# EXERCISE DATA
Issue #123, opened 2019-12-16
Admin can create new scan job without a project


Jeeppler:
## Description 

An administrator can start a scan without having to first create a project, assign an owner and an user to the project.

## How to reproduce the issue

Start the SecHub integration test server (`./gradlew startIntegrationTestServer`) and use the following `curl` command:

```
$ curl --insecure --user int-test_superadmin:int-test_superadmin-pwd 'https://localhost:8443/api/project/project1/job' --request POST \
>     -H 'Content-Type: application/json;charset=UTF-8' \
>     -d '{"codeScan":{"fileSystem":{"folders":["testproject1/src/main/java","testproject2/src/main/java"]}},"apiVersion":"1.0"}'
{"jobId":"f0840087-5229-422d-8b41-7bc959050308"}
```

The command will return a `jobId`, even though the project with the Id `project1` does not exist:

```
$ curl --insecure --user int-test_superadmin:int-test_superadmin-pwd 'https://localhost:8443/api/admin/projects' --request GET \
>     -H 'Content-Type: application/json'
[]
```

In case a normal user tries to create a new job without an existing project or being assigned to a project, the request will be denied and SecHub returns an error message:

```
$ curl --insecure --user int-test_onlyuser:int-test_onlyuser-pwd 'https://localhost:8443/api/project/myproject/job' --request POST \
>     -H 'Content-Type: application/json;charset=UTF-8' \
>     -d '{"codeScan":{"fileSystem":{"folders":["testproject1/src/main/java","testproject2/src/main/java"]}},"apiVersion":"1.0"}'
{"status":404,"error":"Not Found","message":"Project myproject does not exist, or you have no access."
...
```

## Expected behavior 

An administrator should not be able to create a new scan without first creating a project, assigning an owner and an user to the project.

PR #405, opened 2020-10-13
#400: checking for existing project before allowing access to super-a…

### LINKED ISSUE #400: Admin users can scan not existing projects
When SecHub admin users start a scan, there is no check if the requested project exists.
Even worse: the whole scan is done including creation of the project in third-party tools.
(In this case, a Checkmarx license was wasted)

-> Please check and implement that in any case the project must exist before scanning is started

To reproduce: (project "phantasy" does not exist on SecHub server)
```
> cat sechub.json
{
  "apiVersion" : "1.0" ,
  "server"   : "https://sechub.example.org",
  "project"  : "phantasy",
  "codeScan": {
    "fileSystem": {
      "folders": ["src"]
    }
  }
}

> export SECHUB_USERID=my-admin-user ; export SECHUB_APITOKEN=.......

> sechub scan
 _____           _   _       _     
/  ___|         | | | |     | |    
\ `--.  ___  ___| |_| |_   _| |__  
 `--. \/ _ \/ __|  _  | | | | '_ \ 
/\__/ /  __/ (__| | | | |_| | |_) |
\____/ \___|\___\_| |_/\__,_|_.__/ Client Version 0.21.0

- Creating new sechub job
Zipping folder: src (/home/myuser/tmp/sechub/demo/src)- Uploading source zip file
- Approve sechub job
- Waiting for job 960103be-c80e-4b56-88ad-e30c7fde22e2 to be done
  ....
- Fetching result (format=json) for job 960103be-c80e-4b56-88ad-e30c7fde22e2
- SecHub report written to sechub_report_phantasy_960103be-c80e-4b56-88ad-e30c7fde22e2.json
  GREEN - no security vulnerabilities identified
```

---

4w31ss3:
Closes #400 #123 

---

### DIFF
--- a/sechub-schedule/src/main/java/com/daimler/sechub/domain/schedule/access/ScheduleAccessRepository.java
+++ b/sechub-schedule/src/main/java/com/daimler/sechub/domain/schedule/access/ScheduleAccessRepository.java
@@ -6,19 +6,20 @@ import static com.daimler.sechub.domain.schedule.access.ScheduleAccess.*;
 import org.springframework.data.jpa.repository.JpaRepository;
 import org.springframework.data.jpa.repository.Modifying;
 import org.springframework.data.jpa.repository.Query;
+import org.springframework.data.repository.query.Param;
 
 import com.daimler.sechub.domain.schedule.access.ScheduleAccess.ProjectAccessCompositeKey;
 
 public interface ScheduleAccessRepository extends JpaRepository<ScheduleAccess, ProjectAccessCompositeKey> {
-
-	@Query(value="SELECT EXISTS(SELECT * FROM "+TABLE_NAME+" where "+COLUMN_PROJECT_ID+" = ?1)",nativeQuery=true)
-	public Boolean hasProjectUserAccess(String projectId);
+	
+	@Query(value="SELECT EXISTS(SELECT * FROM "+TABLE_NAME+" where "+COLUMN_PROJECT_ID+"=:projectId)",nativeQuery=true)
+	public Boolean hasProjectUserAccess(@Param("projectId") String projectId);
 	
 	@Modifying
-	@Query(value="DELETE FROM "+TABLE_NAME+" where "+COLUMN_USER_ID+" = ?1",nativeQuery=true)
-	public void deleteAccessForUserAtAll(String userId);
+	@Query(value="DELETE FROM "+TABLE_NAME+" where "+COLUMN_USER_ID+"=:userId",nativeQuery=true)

# TASK
Each record must be returned in full and exactly.

# SOLUTION TO THE EXERCISE
Issue #123, opened 2019-12-16
Admin can create new scan job without a project


Jeeppler:
## Description 

An administrator can start a scan without having to first create a project, assign an owner and an user to the project.

## How to reproduce the issue

Start the SecHub integration test server (`./gradlew startIntegrationTestServer`) and use the following `curl` command:

```
$ curl --insecure --user int-test_superadmin:int-test_superadmin-pwd 'https://localhost:8443/api/project/project1/job' --request POST \
>     -H 'Content-Type: application/json;charset=UTF-8' \
>     -d '{"codeScan":{"fileSystem":{"folders":["testproject1/src/main/java","testproject2/src/main/java"]}},"apiVersion":"1.0"}'
{"jobId":"f0840087-5229-422d-8b41-7bc959050308"}
```

The command will return a `jobId`, even though the project with the Id `project1` does not exist:

```
$ curl --insecure --user int-test_superadmin:int-test_superadmin-pwd 'https://localhost:8443/api/admin/projects' --request GET \
>     -H 'Content-Type: application/json'
[]
```

In case a normal user tries to create a new job without an existing project or being assigned to a project, the request will be denied and SecHub returns an error message:

```
$ curl --insecure --user int-test_onlyuser:int-test_onlyuser-pwd 'https://localhost:8443/api/project/myproject/job' --request POST \
>     -H 'Content-Type: application/json;charset=UTF-8' \
>     -d '{"codeScan":{"fileSystem":{"folders":["testproject1/src/main/java","testproject2/src/main/java"]}},"apiVersion":"1.0"}'
{"status":404,"error":"Not Found","message":"Project myproject does not exist, or you have no access."
...
```

## Expected behavior 

An administrator should not be able to create a new scan without first creating a project, assigning an owner and an user to the project.

PR #405, opened 2020-10-13
#400: checking for existing project before allowing access to super-a…

### LINKED ISSUE #400: Admin users can scan not existing projects
When SecHub admin users start a scan, there is no check if the requested project exists.
Even worse: the whole scan is done including creation of the project in third-party tools.
(In this case, a Checkmarx license was wasted)

-> Please check and implement that in any case the project must exist before scanning is started

To reproduce: (project "phantasy" does not exist on SecHub server)
```
> cat sechub.json
{
  "apiVersion" : "1.0" ,
  "server"   : "https://sechub.example.org",
  "project"  : "phantasy",
  "codeScan": {
    "fileSystem": {
      "folders": ["src"]
    }
  }
}

> export SECHUB_USERID=my-admin-user ; export SECHUB_APITOKEN=.......

> sechub scan
 _____           _   _       _     
/  ___|         | | | |     | |    
\ `--.  ___  ___| |_| |_   _| |__  
 `--. \/ _ \/ __|  _  | | | | '_ \ 
/\__/ /  __/ (__| | | | |_| | |_) |
\____/ \___|\___\_| |_/\__,_|_.__/ Client Version 0.21.0

- Creating new sechub job
Zipping folder: src (/home/myuser/tmp/sechub/demo/src)- Uploading source zip file
- Approve sechub job
- Waiting for job 960103be-c80e-4b56-88ad-e30c7fde22e2 to be done
  ....
- Fetching result (format=json) for job 960103be-c80e-4b56-88ad-e30c7fde22e2
- SecHub report written to sechub_report_phantasy_960103be-c80e-4b56-88ad-e30c7fde22e2.json
  GREEN - no security vulnerabilities identified
```

---

4w31ss3:
Closes #400 #123 

---

### DIFF
--- a/sechub-schedule/src/main/java/com/daimler/sechub/domain/schedule/access/ScheduleAccessRepository.java
+++ b/sechub-schedule/src/main/java/com/daimler/sechub/domain/schedule/access/ScheduleAccessRepository.java
@@ -6,19 +6,20 @@ import static com.daimler.sechub.domain.schedule.access.ScheduleAccess.*;
 import org.springframework.data.jpa.repository.JpaRepository;
 import org.springframework.data.jpa.repository.Modifying;
 import org.springframework.data.jpa.repository.Query;
+import org.springframework.data.repository.query.Param;
 
 import com.daimler.sechub.domain.schedule.access.ScheduleAccess.ProjectAccessCompositeKey;
 
 public interface ScheduleAccessRepository extends JpaRepository<ScheduleAccess, ProjectAccessCompositeKey> {
-
-	@Query(value="SELECT EXISTS(SELECT * FROM "+TABLE_NAME+" where "+COLUMN_PROJECT_ID+" = ?1)",nativeQuery=true)
-	public Boolean hasProjectUserAccess(String projectId);
+	
+	@Query(value="SELECT EXISTS(SELECT * FROM "+TABLE_NAME+" where "+COLUMN_PROJECT_ID+"=:projectId)",nativeQuery=true)
+	public Boolean hasProjectUserAccess(@Param("projectId") String projectId);
 	
 	@Modifying
-	@Query(value="DELETE FROM "+TABLE_NAME+" where "+COLUMN_USER_ID+" = ?1",nativeQuery=true)
-	public void deleteAccessForUserAtAll(String userId);
+	@Query(value="DELETE FROM "+TABLE_NAME+" where "+COLUMN_USER_ID+"=:userId",nativeQuery=true)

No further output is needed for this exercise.